Mini-BERT for Ancient Rus Texts (V2)

This is a custom-trained Masked Language Model (MLM) designed specifically for the restoration and analysis of ancient Russian and Old Church Slavonic texts. It was trained from scratch on a highly balanced, multi-domain corpus of historical documents.

📊 Model Architecture

  • Type: Mini-BERT (from scratch)
  • Hidden Size: 512
  • Layers: 6
  • Attention Heads: 8
  • Parameters: ~30M
  • Block Size: 256 tokens

📚 Training Data

The model was trained on a custom, meticulously cleaned corpus of 11.5 million tokens.

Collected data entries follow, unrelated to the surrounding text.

PR #5437, opened 2020-03-10
Remove nonexistent --set arg from runlabel documentation

coandco:
As far as I can tell from looking through the git history of `cmd/podman/runlabel.go`, there never was a `--set` option.  I'm not sure why it was in the documentation for the command.

### DIFF
--- a/docs/source/markdown/podman-container-runlabel.1.md
+++ b/docs/source/markdown/podman-container-runlabel.1.md
@@ -85,10 +85,6 @@ created from this image.
 
 Set rootfs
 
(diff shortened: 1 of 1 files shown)


coandco:
Done.  The commit now has the proper field.

rhatdan:
@edsantiago We have a test that makes sure that all options in podman help are in man pages, I believe,  Perhaps we need a check to go the other way also, to catch things like this.

@coandco Thanks for the PR.

TomSweeneyRedHat:
LGTM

The dataset is unique because it is balanced across 6 distinct historical domains, using special context tags:

  • [CTX_CHURCH] (27.4%): Religious texts, prayers, Bible.
  • [CTX_DAILY] (26.6%): Everyday correspondence, Novgorod birch bark letters.
  • [CTX_LIT] (17.6%): Chronicles, literature (e.g., Tale of Igor's Campaign).
  • [CTX_LEGAL] (12.9%): Law codes (Russkaya Pravda), court documents.
  • [CTX_EPIC] (12.3%): Epics, bylinas, folklore.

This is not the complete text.